Gupta talked to The Wrap about his travels to the West African nation of Guinea to report on the disease
A deadly Ebola outbreak in the West African nation of Guinea has killed at least 108 people, including medical workers, according to the World Health Organization (WHO). The disease has also sparked fears that it could spread to other countries, including the United States. CNN's chief medical correspondent Dr. Sanjay Gupta traveled to Guinea to report on what's happening.
Gupta spoke to TheWrap, from Africa, on whether people in the U.S. should be worried, and on the potential risks in reporting on life-threatening diseases.
TheWrap: The story is fascinating because it's scary for people living in developed countries that Ebola is still an issue in the 21st century
Dr.

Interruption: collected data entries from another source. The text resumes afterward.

PR #137, opened 2022-09-06
Updating docs site for date and datetime-local input options

jonrohan:
Congrats on the 1.0 launch!

I noticed the docs site was missing the input options added in https://github.com/allmarkedup/lookbook/pull/116

I'm adding the param options here


allmarkedup:
Thanks @jonrohan! And not sure how those input options didn't get copied across... must have pulled them from before the PR was merged. Appreciate you adding them back in again :-)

Sanjay Gupta: I've covered just about every infectious disease outbreak over the last 12 years, and this is the one that makes people the most nervous. It is such a deadly pathogen and I think what's remarkable about it is that we don't really know much at all about it despite how long it's been around– we don't know where it comes from, we don't know specifically what causes it. We don't know how to treat it, we don't know how to vaccinate against it, we certainly don't know how to cure it — it's really a very mysterious thing. In certain outbreaks it kills 9 out of 10 people infected. It does make people nervous — I think what's particularly worrisome about this is that it has always been in remote African forests, and we didn't worry about it spreading because the grim reality is that it would kill people so fast that it wouldn't spread. The problem now is that it is in Conakry [capital of Guinea], which is a city of 2 million and has an international airport and the possibility of someone getting on a plane who has been exposed but not developed any symptoms, that's a real concern. It's not likely to happen, but it has been keeping people up at night.
When was the first time they noticed this was happening in Guinea?
It was really just over the last three weeks. When people started getting sick — at first they have headaches, fever and fatigue — things that are pretty vague — so it could be just about anything at that point, there's so many different infectious diseases including Malaria, Typhoid, yellow fever all sorts of different things, so it took a while to confirm it was in fact Ebola and there were health care workers that were caring for these first patients who died because they got infected as a result of taking care of those patients. It was really sad, there's some 14 health care workers who died.
Have there been other international groups sent to the region to help stop the spread?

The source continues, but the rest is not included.